What’s important for readers here about this statistic is that it’s relevant to the temperature reconstruction issues discussed here and that a statistical authority has derived a distribution for this statistic and has used it to consider problems not dissimilar to ones that interest us. For example, Brown and Sundberg ponder questions like whether the calibration model is still applicable in the prediction period, or whether, heaven forbid, new data and new measurements are needed.

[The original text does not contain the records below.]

PR #329, opened 2020-09-28
Mac instructions for backend check

AlexandreEichenberger:
steps I had to perform to instal third_party/onnx needed by the check-onnx-backend tests


tjingrant:
I'm a bit surprised that you need to manually install pybind, maybe I have it already installed as a dependency of other packages; regardless, it shouldn't hurt putting this extra information under FAQ. Thanks for the explanation!

tjingrant (approved):
LGTM!

chentong319 (commented):
These instructions, the pybind11_DIR and the change for cmake, are needed for PowerPC machines, too. Install onnx is also needed to run gen_onnx_mlir.py. 
Should we put these instructions with a separately?

chentong319:
I have a particular change to build on Mac. Since the default python on Mac is 2.7. I installed the new python. Even after I added the path to the new python and define alias of python, I still need to set PYTHON_EXECUTABLE in my make file. Otherwise check package for PyInterp will fail. Is there a simple solution to be included in the document?

AlexandreEichenberger:
@chentong319 Thanks for the input; I modified the text to incorporate your input.

Issue #326, opened 2020-09-25
Ensure dynamic memory pools are aggregated on a per block basis.


doru1004:
Ensure dynamic memory pools are aggregated on a per block basis.

PR #330, opened 2020-09-28
Enable bundling of dynamic memory pools on a block basis.

doru1004:
This patch enables the aggregation of individual dynamic memory pools on a block basis.

This fixes issue https://github.com/onnx/onnx-mlir/issues/326


AlexandreEichenberger (approved):
LGTM

PR #331, opened 2020-09-30
Lower Less op to Krnl dialect

tungld:
- Lower less op to Krnl dialect
- Fix a bug in type conversion between LLVM and ONNX


src/Runtime/PyExecutionSession.cpp
```diff
@@ -56,13 +56,13 @@ std::vector<py::array> PyExecutionSession::pyRun(
     py::dtype dtype;
     if (dynMemRef->onnx_dtype == onnx::TensorProto::FLOAT)
       dtype = py::dtype("float32");
-    else if (dynMemRef->onnx_dtype = onnx::TensorProto::UINT8)
+    else if (dynMemRef->onnx_dtype == onnx::TensorProto::UINT8)
```
AlexandreEichenberger, line 59: Good catch

AlexandreEichenberger (approved):
LGTM

PR #332, opened 2020-10-01
Lower Flatten to Krnl

chentong319:
Flatten Op is intended to change the shape of the input tensor into a 2D output tensor, with first axis() dimensions for the first dimension and the rest for the second dimension. 
A loop nested is generated with the shape of the input() of Flatten Op. The index of the output tensor is calculated with the index and dimension size of the input tensor.
test cases are added to check-onnx-lit and all the node tests for Flatten Op are enable.


chentong319:

AlexandreEichenberger (approved):
LGTM, thanks

Issue #184, opened 2020-06-24
Help on ExecutionSession


feiyuvl:
Is there any example to run the exeuction session ?

PR #334, opened 2020-10-01
Add pyruntime docs

gperrotta:
Hello,

I am studying MLIR and ML compilers in my undergraduate research project and was trying to run inference with models compiled with onnx-mlir, so I studied your code base a little and figured how to use the runtime python bindings.

Here is the how-to documentation I came up with and would be glad if it helps somebody else.

Issue #184 is related to this.


tjingrant:

tjingrant (approved):
LGTM!

PR #336, opened 2020-10-05
Shape inference for QLinearConv, QLinearMatMul, & GlobalAveragePool

thebyrd:
Hello, 

I was trying to get `onnx-mlir --EmitONNXIR resnet50v2.quantized.onnx` to work and it required adding shape inference for QLinearConv & QLinearMatMul & GlobalAveragePool. It also required updating the TransformValueToONNXData template for int8_t and uint8_t because they use int32_t for the underlying data storage.
[resnet50v2.quantized.onnx.zip](https://github.com/onnx/onnx-mlir/files/5331421/resnet50v2.quantized.onnx.zip)


src/Dialect/ONNX/ONNXOps.cpp
```diff
@@ -1693,6 +1930,31 @@ LogicalResult ONNXAveragePoolOp::inferShapes() {
...
+  if (!X().getType().isa<RankedTensorType>())
+    return emitError("Input tensor not ranked");
+
+  auto builder = mlir::Builder(getContext());
+
+  // Get shape of input.
+  auto xTy = X().getType().cast<RankedTensorType>();
+
+  // Assumes NCHW format.
+  auto xShape = xTy.getShape();
```
tjingrant, line 1948: We should probably assert that xTy is of rank 4 here.

tjingrant (approved):
LGTM, but it seems like some code duplication can be easily avoided.
For instance, the case-insensitive diff between shape inference code for `ONNXMatMulOp` and `ONNXQLinearMatMulOp` is literally only in the function name:

```diff
1c1
< LogicalResult ONNXMatMulOp::inferShapes() {
---
> LogicalResult ONNXQLinearMatMulOp::inferShapes() {
```
And similarly, the diff between shape inference code for `ONNXQLinearConvOp` and `ONNXConvOp` is also minimal:
```diff
1c1
< LogicalResult ONNXQLinearConvOp::inferShapes() {
---
> LogicalResult ONNXConvOp::inferShapes() {
30c30
<   int64_t group = ONNXQLinearConvOp::group();
---
>   int64_t group = ONNXConvOp::group();
34c34,35
<     groupAttr(builder.getI64IntegerAttr(group));
---
>     groupAttr(IntegerAttr::get(builder.getIntegerType(64, /*isSigned=*/true),
>         APInt(64, group, /*isSigned=*/true)));
38,39c39,42
<       xShape[1] != (weightShape[1] * group))
<     return emitError("Channel dimension mismatch");
---
>       xShape[1] != (weightShape[1] * group)) {
>     return emitOpError("Channel dimension mismatch")
>            << xTy << " " << weightTy << " " << group;
>   }
```

Seems like we can fairly easily extract some common shape inference patterns between quantized and non-quantized conv, matmul?

tungld:
Another PR #339 has a template for Global pooling ops' shape inference. Could we remove GlobalAveragePool here to avoid duplication and focus on QLinear ops only. Thanks!

tjingrant:
@tungld @thebyrd it is unfortunate that we ran into situations where engineering efforts are duplicated; especially when it seems like everyone is properly following the rules/best practices. @thebyrd let me do this: let me merge this patch right away, so that your contribution will get recorded & reflected in the project history, even though #339 may overwrite a part of your code contribution later.

I will follow up with fixes to reduce code duplication unless you feel strongly about doing it yourself.

tjingrant:

PR #340, opened 2020-10-07
Find installed tools

gongsu832:
Find llc and opt from the directory where onnx-mlir is run to account for the case when both onnx-mlir and llvm-project are installed system wide (typically under /usr/local/...).


caoimhinuibrian (commented):
The general concept seems fine, we shouldn't be forcing users to have an LLVM build environment, but I have a few concerns.

I'm not sure about forcing CMAKE_INSTALL_PREFIX to be the same as LLVM_PROJ_BUILD. LLVM_PROJ_BUILD is where the version of MLIR and LLVM that we use as source in onnx-mlir lives, not where a system wide LLVM is installed. Why do we look for llc and opt in the same place that onnx-mlir is executed from? Shouldn't we just look for them on the PATH? If they aren't on the path, then use our default locations.

gongsu832:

In this case, the MBH Inconsistency statistics are in the red zone from the early 19th century to earlier periods, suggesting that this particular network (the AD1000 network) is not usable prior to the early 19th century. The reason why the MBH results are unstable to seemingly slight methodological variations (e.g. Bürger and Cubasch) is because the individual series are inconsistent. Any PR Challenge analyses which purport to replicate “real world” proxy behavior of MBH type have to have this sort of inconsistency, something that is not done in standard climate pseudoproxy studies, where the mere addition of standard amounts of white or low order red noise, still leaves data that would be “consistent” according to this statistic.
Oh, and what do the “reconstructions” themselves look like done this way? The figure below shows the maximum likelihood reconstruction (black), confidence intervals (light grey) together with the CRU NH instrumental red and the MBH reconstruction (here an emulation of the AD1000 network using the WA variation (green), the WA variation being separately benchmarked to be 100% file-compatible with Wahl and Ammann in the AD1400 network).

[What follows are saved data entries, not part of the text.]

PR #341, opened 2020-10-08
Fix AzurePipeline Failure: disable conda-forge channel for conda install

jcwchen:
**Description**
To fix the conda-forge issue on AzurePipeline, simply use the package from conda instead of conda-forge.

**Motivation**
Windows-CI is failing on AzurePipeline. conda-forge channel is broken on AzurePipeline.


jcwchen:
It seems that this bug in Azure Pipeline has been fixed itself... Closing it now because it is not necessary anymore.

A closing comment about continuing to use MBH networks for statistical analysis. It is very common in statistical literature to use rather archaic but familiar data sets to benchmark and compare methods. The paint data of Brown 1982 has no intrinsic interest, but has been considered in a number of subsequent multivariate studies. This sort of thing is very common in statistics, where one specifically doesn’t want to introduce “novel” methods without benchmarking them somehow. So there’s a valid reason to study the MBH network in the same sense; it has the added advantage of not being a particularly consistent data set and so it’s a good way to study weird statistical effects that are hard to study with sensible data.
Aside from that, as we’ve observed, the MBH98-99 data set continues in active use -used without modification in Rutherford et al 2005 and Mann et al 2007 without changing a comma, no concession whatever to the incorrect PC1 calculations or even the rain in Maine. So there hasn’t been a whole lot of “moving on” in the Mann camp anyway. And as we shall see, it’s baack, brassy as ever, in the most recent U.S. CCSP report, which I’ll discuss in a forthcoming post.